VRFに割り当てたインタフェースにIPアドレスを設定すると、VRFのルーティングテーブル上に直接接続のルート情報が登録されます。本来のグローバルルーティングテーブルにはVRFに割り当てたインタフェースのルート情報は出てこなくなります。
VRFごとのルーティングの設定
VRFごとのルーティングの設定を行って、ルーティングテーブルを作成します。VRFに割り当てたインタフェースにIPアドレスを設定すると、VRFのルーティングテーブルに直接接続のルート情報が登録されます。通常のルーティングと同じように直接接続ではないリモートネットワークのルート情報をVRFのルーティングテーブルに登録します。VRFのルーティングテーブルにリモートネットワークのルート情報を登録するための方法は、以下の2つです。通常のルーティングと考え方は同じです。以下の設定でVRFのルーティングテーブルにリモートネットワークのルート情報を登録してください。
- スタティックルート
- ルーティングプロトコル
スタティックルート
VRFのルーティングテーブルにスタティックルートを登録するためには、ip routeコマンドでVRFを指定します。
VRFのスタティックルート
(config)#ip route vrf <vrf-name> <network> <subnetmask> <next-hop>
<vrf-name> : VRF名
<network> : ネットワークアドレス
<subnetmask> : サブネットマスク
<next-hop> : ネクストホップアドレス
ルーティングプロトコル
ルーティングプロトコルは、設定の考え方が2つにわかれます。1つのルーティングプロセスで複数のVRFを扱うことができるルーティングプロトコルと、VRFごとに複数のルーティングプロセスを設定しなければいけないルーティングプロトコルがあります。1つのルーティングプロセスで複数のVRFを扱うためにはaddress-familyとしてVRFを指定します。
1つのルーティングプロセス | RIP、EIGRP、BGP |
複数のルーティングプロセス | OSPF |
Notice
OSPFv3では、1つのルーティングプロセス上でaddress-familyによってVRFを扱うことができるようになっています。このページでは、address-familyに対応していない従来のOSPFv2プロセスの設定について解説します。
RIP
VRFでRIPを有効化するには、RIPのコンフィグレーションモードでaddress-familyコマンドによってVRFを指定します。address-familyの中では、通常のRIPの設定と同様です。
VRFごとのRIPの設定
(config)#router rip
(config-router)#address-family ipv4 vrf <vrf-name>
(config-router-af)#network <network>
(config-router-af)#version 2
(config-router-af)#no auto-summary
<vrf-name> : VRF名
<network> : ネットワークアドレス
EIGRP
VRFでEIGRPを有効化するには、EIGRPのコンフィグレーションモードでaddress-familyコマンドによってVRFを指定します。address-familyの中では、AS番号を指定してnetworkコマンドでEIGRPを有効化するインタフェースを決めます。
VRFごとのEIGRPの設定
(config)#router eigrp <AS1>
(config-router)#address-family ipv4 vrf <vrf-name>
(config-router-af)#autonomous-system <AS2>
(config-router-af)#network <address> [<wildcard>]
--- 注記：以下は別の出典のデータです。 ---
PR #3135, opened 2020-07-16
landscape clock: render sun+moon after night

finled-bansel:
The clock renders the sun+moon before rendering the part of the image for the night section.

This ends up hiding the moon behind the night part of the image.

Layer the sun+moon after the night section to make the moon visible during night time.


matildepark:
ping @g-a-v-i-n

(config-router-af)#no auto-summary
<AS1> : グローバルのルーティングプロセスのAS番号
<vrf-name> : VRF名
<AS2> : VRFのAS番号
<network> : ネットワークアドレス
<wildcard> : ワイルドカードマスク
IOSのバージョンによっては、以下のようにVRFごとのAS番号の指定のコマンドが違います。
(config)#router eigrp <AS1>
(config-router)#address-family ipv4 vrf <vrf-name> autonomous-system <AS2>
このコマンドフォーマットになっているIOSバージョンでも、(config-router-af)#autonomous-systemコマンドも認識はされます。ただ、ヘルプで表示されなくなっています。
BGP
VRFでBGPを有効化するには、BGPのコンフィグレーションモードでaddress-familyコマンドによってVRFを指定します。address-familyの中では、ネイバーのIPアドレスを指定して、そのネイバーをアクティベイト(有効化)します。そうすると、該当のVRFのルーティングテーブルに基づいて指定したIPアドレスのBGPネイバーを確立します。
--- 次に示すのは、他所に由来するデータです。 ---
PR #3136, opened 2020-07-16
Code block rendering

tylershuster:
This PR adds a new dependency (bleh) on `react-syntax-highlighter` and uses the `ReactMarkdown` component's `renderer` prop to add a renderer to code blocks (not inline code). It uses a listener on `window.matchMedia` to ensure that dark mode is maintained reactively.

[Code block rendering](https://marpem-files.sfo2.digitaloceanspaces.com/code-test.png)

Note that the second message is not highlighted because it is not fenced, and that inline code blocks are not highlighted, and language declarations are respected.

### DIFF
--- a/pkg/interface/src/apps/chat/components/lib/message.js
+++ b/pkg/interface/src/apps/chat/components/lib/message.js
@@ -4,6 +4,43 @@ import { uxToHex, cite, writeText } from '../../../../lib/util';
 import moment from 'moment';
 import ReactMarkdown from 'react-markdown';
 import RemarkDisableTokenizers from 'remark-disable-tokenizers';
+import SyntaxHighlighter from 'react-syntax-highlighter';
+import { darcula, atomOneLight } from 'react-syntax-highlighter/dist/esm/styles/hljs';
+
+export class CodeBlock extends Component {
+  static defaultProps = {
+    language: 'markdown',
+  }
+
+  constructor() {
+    super();
+    const scheme = window.matchMedia('(prefers-color-scheme: dark)').matches ? 'dark' : 'light';
+    this.state = {
+      scheme
+    };
+  }
+
+  componentDidMount() {
+    const darkModeMediaQuery = window.matchMedia('(prefers-color-scheme: dark)');
+    darkModeMediaQuery.addListener((event) => {
+      const scheme = event.matches ? 'dark' : 'light';
+      if (scheme !== this.state.scheme) {
+        this.setState({ scheme });
+      }
+    });
+  }
+
+  render() {
+    const { language, value } = this.props;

また、networkコマンドでBGPルートとしてアドバタイズするネットワークアドレスを指定します。
VRFごとのBGPの設定
(config)#router bgp <AS1>
(config-router)#address-family ipv4 vrf <vrf-name>
(config-router-af)#neighbor <ip-address> remote-as <AS2>
(config-router-af)#neighbor <ip-address> activate
(config-router-af)#network <network> [mask <subnetmask>]
<AS1> : 自AS番号
<vrf-name> : VRF名
<ip-address> : ネイバーのIPアドレス
<AS2> : ネイバーのAS番号
<network> : ネットワークアドレス
<subnetmask> : サブネットマスク
OSPF
OSPFでは、ルーティングプロセスを有効化する際にVRFを指定します。あとは通常のOSPFの設定と同様です。
VRFごとのOSPFの設定
(config)#router ospf <process> vrf <vrf-name>
(config-router)#network <network> <wildcard> area <area>
<process> : プロセス番号
<vrf-name> : VRF名
<network> : ネットワークアドレス
<wildcard> : ワイルドカードマスク
<area> : エリア番号
VRF間の通信
VRFごとのルーティングテーブルは分離しています。そのため、VRFが異なると通信できません。異なるVRF間で通信する必要があれば、VRFルートリークの設定を行います。VRFルートリークによって、あるVRFのルーティングテーブルに他のVRFのルート情報を登録できます。ルーティングテーブルに他のVRFのルート情報を登録すれば、VRF間の通信ができるようになります。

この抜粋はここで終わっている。